Content starts
Issue #508, opened 2026-05-07
Feature request: adaptive idle polling and optional weight unload for the serve loop


jroth1111:
## Summary

Two related quality-of-life requests for `vllm-mlx serve` so the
Content ends
◆ **Instructions for the task**: What you should produce is an exact retyping of every line above.

◆ **Task output**:
Issue #508, opened 2026-05-07
Feature request: adaptive idle polling and optional weight unload for the serve loop


jroth1111:
## Summary

Two related quality-of-life requests for `vllm-mlx serve` so the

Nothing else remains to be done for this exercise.